Using these semitransparent fabrics, I have resorted to experimenting with overprinted visualization. I had experienced before using other means: double exposure, glossy finishes that emit reflections, and collages with prints made on waxed paper. However, I had never previously exhibited any wall photos printed on a veil.

This piece has a good view of the rear even though we are not able to read it.
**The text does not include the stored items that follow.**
PR #210, opened 2023-06-15
Wl-118 redirect to latest screen after logging in

ltminhthu:


apps/web/src/screens/Dashboard/index.tsx
```diff
@@ -28,6 +29,12 @@ export const DashboardScreen: FC = () => {
 		await router.navigate('/');
 	};
 
+	useEffect(() => {
+		if (pathname !== setting?.latestLocation) {
+			setPathname(pathname);
+		}
+	}, [pathname]);
+
```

I have the project of making an exhibition of this work next year.

Verses glued to the eyes


Stitches in the clouds


threads of thought








this veiled image brings me to the memory of Doris Salcedo's work in the MOMA

Thursday, 20 August 2020

Verses on slates

  "Traces of Time" By María José Gómez Redondo

This work began in 1999, and it is still ongoing.

I printed several photos and sentences on different kinds of paper and fabric, then glued them onto slates. These slates were pieces taken from a roof covering. They feature self-portraits layered over portraits of my family members.
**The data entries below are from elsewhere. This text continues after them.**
PR #212, opened 2023-06-15
Wl-122 log out and Wl-121 feedback button

ltminhthu:


apps/web/src/screens/Setting/components/index.ts
```diff
@@ -0,0 +1,7 @@
+export { Delimiter } from './Delimiter';
```
fluctlight-kayaba, line 1: if those component could be reuse in other place like Mobile, then it should be in `packages/app`.

apps/web/src/screens/Setting/index.tsx
```diff
@@ -1,12 +1,15 @@
...
-import HelpCenter from './components/HelpCenter';
-import MyWallets from './components/MyWallets';
+import {
+	Delimiter,
+	FollowUs,
+	Header,
+	HelpCenter,
+	LogOut,
+	MyWallets,
+} from './components';
```
fluctlight-kayaba, line 12: prefer `import from './components/ComponentName';` than this, re-export using `index.ts` file may cause unexpected circular deps.

apps/web/src/screens/Setting/index.tsx
```diff
@@ -17,7 +20,13 @@ const SettingScreen = () => {
 			<Delimiter />
 			<Stack gap={16}>
 				<MyWallets />
-				<HelpCenter />
+				<Stack>
```
fluctlight-kayaba, line 23: try to remove Tamagui component (Stack) as long as we face it.

packages/store/plugins/clear.ts
```diff
@@ -0,0 +1,6 @@
+export async function clear(this: PouchDB.Database) {
```
fluctlight-kayaba, line 1: `clear` is not enough to explains, suggest e.g `clearAllDocs`.

packages/store/plugins/index.ts
```diff
@@ -8,4 +9,5 @@ export default {
 	upsert,
 	safeGet,
 	docRemove,
```
fluctlight-kayaba, line 11: if possible, rename this into `removeDoc`

fluctlight-kayaba (approved):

I glued the materials in layers, one on top of another, and over time, some parts were partially erased by rubbing or simply by the passage of time. I have placed these images on fine-grained, black metamorphic rock that naturally splits into smooth, flat pieces. Both the images and their support gradually lose layers, much like the text itself. The words are stripped away, inviting the viewer to complete their meaning through the remaining fragments and overlapping phrases.
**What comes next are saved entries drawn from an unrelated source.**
PR #221, opened 2023-06-21
resolve undefined latestPathname bug

dev-tronghieu:


apps/web/src/state/app/settings.ts
```diff
@@ -21,7 +21,8 @@ export const setPrivacy = async (hideBalance: boolean) => {
 
 export const setPathname = async (latestScreen: string) => {
 	await modules.storage.upsert<SettingDocument>(id, async (doc) => {
-		doc.config.latestLocation = latestScreen;
+		if (doc.config.latestLocation !== latestScreen)
+			doc.config.latestLocation = latestScreen;
```
fluctlight-kayaba, line 25: seems not related to `undefined` stuff

dev-tronghieu: With the accounts using the old database, there is no field name `latestLocation` in `doc.config` which causes `undefined latestLocation` error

I enjoy working with photographs, seeing them not only as representations but also as tangible objects with their own physical presence. Their gradual deterioration becomes a metaphor for the passage of time, for forgetting, and for memory itself.

Visually, they remind me of Rauschenberg’s transfer drawings, in which the artist recycles fragments of American collective memory into alternative narratives, disconnected from a linear sense of history. His ethereal drawings merge scraps of printed media with hand-drawn and painted passages. Similarly, my intention is to create pictorial poems that subtly reflect the excesses of contemporary visual culture. In my case, my work documents my own self-representations over time, revealing my aging process.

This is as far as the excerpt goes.